What is stored in the OAuth Token and is it encrypted? (retired) - HxGN SDx - HxGN SDx - Reference - Hexagon

HxGN SDx Modified and Retired Functionality

Language
English
Product
HxGN SDx
Search by Category
Reference
SmartPlant Foundation / SDx Version
10
SmartPlant Markup Plus Version
10.0 (2019)

This functionality was removed in Update 23.
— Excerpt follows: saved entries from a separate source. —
PR #307, opened 2024-01-31
Feature/daterange

sarkan-ag5:
This pull request introduces support for PostgreSQL range type fields. With this enhancement, Jet gains the ability to handle PostgreSQL range types seamlessly, enabling users to define and manipulate range-based data directly. The implementation is based on PostgreSQL [documents](https://www.postgresql.org/docs/current/rangetypes.html).


internal/jet/range_expression.go
```diff
@@ -0,0 +1,90 @@
...
+
+	CONTAINS(rhs Expression) BoolExpression
+	OVERLAP(rhs RangeExpression) BoolExpression
+	UNION(rhs RangeExpression) RangeExpression
+	INTERSECTION(rhs RangeExpression) RangeExpression
+	DIFFERENCE(rhs RangeExpression) RangeExpression
+}
+
+type rangeInterfaceImpl struct {
+	parent RangeExpression
```
go-jet, line 23: Can be just `parent Expression`

internal/jet/operators.go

Despite first appearances, the OAuth token is not encrypted and only base-64 encoded. The token contains the information relating to the user and the token issuer and is stored as key-value pairs known as claims. A tokens typically contains the username, the URI of the token issuer, the mechanism used to generate the token (the OAuth flow), and the client host information. An example below shows a decoded OAuth token and what values are contained within the encoded string:

{

“client_id”: “TestClient”,

“scope”: “SPF”,

“sub”: “superuser”,

“amr”: “password”,

“auth_time”: 1489148304,

“idp”: “idsrv”,

“name”: “superuser”,

“ClientHostName” : “SPFMachine”,

“role”: “Admin”,

“ingr.session_id”: “6800695efddf40d8977fbc4b765800d3”,

“iss”: “http/localhost/spfconfigservice/spfauthentication/oauth”,

“aud”: “http/localhost/spfconfigservice/spfauthentication/oauth/resources”,

“exp”: “1489151904”,

“nbf”: “1489148304”

}

SHARED Tip A decoding utility for OAuth tokens and viewing the contents can be found at: htttps//jwt.io.